[Requirement]
The data below has to be returned exactly, down to the last character.

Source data
PR #1185, opened 2020-01-29
Bug fix manoeuvres for reverse left

mgoldson:
## Description
The reverse Left component for CAT C was referencing CAT BE methods for selectors/reducers etc
Also, functionality to call the correct category specific methods was absent.

- Adds basic provider to pull test data via category code (Can be used for CAT D and sub cats also)
- Passes test category into the reverse left component
- Type unions used on test data selector to save duplicating whole selector files
- Reverse left component uses the test category to call correct state management methods

## Checklist

## Screenshots (optional)

Simulator Screen Shot - iPad Pro (10 5-inch) - 2020-01-29 at 17 55 44
Simulator Screen Shot - iPad Pro (10 5-inch) - 2020-01-29 at 17 55 56

### DIFF
--- a/src/pages/test-report/cat-c/components/reverse-left/__tests__/reverse-left.spec.ts
+++ b/src/pages/test-report/cat-c/components/reverse-left/__tests__/reverse-left.spec.ts
@@ -16,7 +16,11 @@ import { testsReducer } from '../../../../../../modules/tests/tests.reducer';
 import { testReportReducer } from '../../../../test-report.reducer';
 import { StartTest } from '../../../../../../modules/tests/tests.actions';
 import { ReverseLeftPopoverClosed, ReverseLeftPopoverOpened } from '../reverse-left.actions';
-import { FaultCountProvider } from '../../../../../../providers/fault-count/fault-count';
+import { DeselectReverseLeftManoeuvreCatC }
+  from '../../../../../../modules/tests/test-data/cat-c/manoeuvres/manoeuvres.cat-c.actions';
+import { RecordManoeuvresSelection }
+  from '../../../../../../modules/tests/test-data/common/manoeuvres/manoeuvres.actions';
+import { ManoeuvreTypes } from '../../../../../../modules/tests/test-data/test-data.constants';
 import { AppModule } from '../../../../../../app/app.module';
 import { TestCategory } from '@dvsa/mes-test-schema/category-definitions/common/test-category';
 import { configureTestSuite } from 'ng-bullet';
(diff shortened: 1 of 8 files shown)


src/pages/test-report/cat-c/components/reverse-left/__tests__/reverse-left.spec.ts
```diff
@@ -52,14 +53,43 @@ describe('reverseLeftComponent', () => {
     component = fixture.componentInstance;
     store$ = TestBed.get(Store);
     // TODO: MES-4287 use category C
```
rossfauldsbjss: remove TODOS if they no longer apply

edwardwilson:
Should the red and yellow fault indicators align to the right edge?

edwardwilson (changes requested):
Just the TODO comment Ross picked up, otherwise looks good 👍

rossfauldsbjss (approved):
looks good

mgoldson:
@edwardwilson TODO has been removed. Good question about the fault icon placement. You can't have both a serious and dangerous fault at the same times so feels like they should be right aligned. Will check on this with Design.

src/providers/test-data-by-category/test-data-by-category.ts
```diff
@@ -0,0 +1,20 @@
...
+
+@Injectable()
+export class TestDataByCategoryProvider {
+  public getTestDataByCategoryCode(category: CategoryCode) {
+    switch (category) {
+      case TestCategory.C: return getTestDataC;
+      case TestCategory.C1: return getTestDataC1;
+      case TestCategory.CE: return getTestDataCE;
+      case TestCategory.C1E: return getTestDataC1E;
+      default: return getTestDataC;
```
rstepnowski: Does this default is a safe thing to do here? 
Are we planning to reuse this provider in other categories (eg. D?) in the future? If yes, defaulting to C might be a risky thing ... even for one of the subcategories of C it seems a bit off imho...

rstepnowski (commented):
Everything seems fine but I'm not quite sure about the future of that provider that you created and whether or not is should throw an error when wrong category indicator is provided...

src/providers/test-data-by-category/test-data-by-category.ts
mgoldson: Yes, this will be extended for CAT D too. I'm happy to take the default out.

mgoldson:
@rstepnowski I have address your comment now.

rstepnowski (approved):

edwardwilson (approved):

[Exercise answer]
PR #1185, opened 2020-01-29
Bug fix manoeuvres for reverse left

mgoldson:
## Description
The reverse Left component for CAT C was referencing CAT BE methods for selectors/reducers etc
Also, functionality to call the correct category specific methods was absent.

- Adds basic provider to pull test data via category code (Can be used for CAT D and sub cats also)
- Passes test category into the reverse left component
- Type unions used on test data selector to save duplicating whole selector files
- Reverse left component uses the test category to call correct state management methods

## Checklist

## Screenshots (optional)

Simulator Screen Shot - iPad Pro (10 5-inch) - 2020-01-29 at 17 55 44
Simulator Screen Shot - iPad Pro (10 5-inch) - 2020-01-29 at 17 55 56

### DIFF
--- a/src/pages/test-report/cat-c/components/reverse-left/__tests__/reverse-left.spec.ts
+++ b/src/pages/test-report/cat-c/components/reverse-left/__tests__/reverse-left.spec.ts
@@ -16,7 +16,11 @@ import { testsReducer } from '../../../../../../modules/tests/tests.reducer';
 import { testReportReducer } from '../../../../test-report.reducer';
 import { StartTest } from '../../../../../../modules/tests/tests.actions';
 import { ReverseLeftPopoverClosed, ReverseLeftPopoverOpened } from '../reverse-left.actions';
-import { FaultCountProvider } from '../../../../../../providers/fault-count/fault-count';
+import { DeselectReverseLeftManoeuvreCatC }
+  from '../../../../../../modules/tests/test-data/cat-c/manoeuvres/manoeuvres.cat-c.actions';
+import { RecordManoeuvresSelection }
+  from '../../../../../../modules/tests/test-data/common/manoeuvres/manoeuvres.actions';
+import { ManoeuvreTypes } from '../../../../../../modules/tests/test-data/test-data.constants';
 import { AppModule } from '../../../../../../app/app.module';
 import { TestCategory } from '@dvsa/mes-test-schema/category-definitions/common/test-category';
 import { configureTestSuite } from 'ng-bullet';
(diff shortened: 1 of 8 files shown)


src/pages/test-report/cat-c/components/reverse-left/__tests__/reverse-left.spec.ts
```diff
@@ -52,14 +53,43 @@ describe('reverseLeftComponent', () => {
     component = fixture.componentInstance;
     store$ = TestBed.get(Store);
     // TODO: MES-4287 use category C
```
rossfauldsbjss: remove TODOS if they no longer apply

edwardwilson:
Should the red and yellow fault indicators align to the right edge?

edwardwilson (changes requested):
Just the TODO comment Ross picked up, otherwise looks good 👍

rossfauldsbjss (approved):
looks good

mgoldson:
@edwardwilson TODO has been removed. Good question about the fault icon placement. You can't have both a serious and dangerous fault at the same times so feels like they should be right aligned. Will check on this with Design.

src/providers/test-data-by-category/test-data-by-category.ts
```diff
@@ -0,0 +1,20 @@
...
+
+@Injectable()
+export class TestDataByCategoryProvider {
+  public getTestDataByCategoryCode(category: CategoryCode) {
+    switch (category) {
+      case TestCategory.C: return getTestDataC;
+      case TestCategory.C1: return getTestDataC1;
+      case TestCategory.CE: return getTestDataCE;
+      case TestCategory.C1E: return getTestDataC1E;
+      default: return getTestDataC;
```
rstepnowski: Does this default is a safe thing to do here? 
Are we planning to reuse this provider in other categories (eg. D?) in the future? If yes, defaulting to C might be a risky thing ... even for one of the subcategories of C it seems a bit off imho...

rstepnowski (commented):
Everything seems fine but I'm not quite sure about the future of that provider that you created and whether or not is should throw an error when wrong category indicator is provided...

src/providers/test-data-by-category/test-data-by-category.ts
mgoldson: Yes, this will be extended for CAT D too. I'm happy to take the default out.

mgoldson:
@rstepnowski I have address your comment now.

rstepnowski (approved):

edwardwilson (approved):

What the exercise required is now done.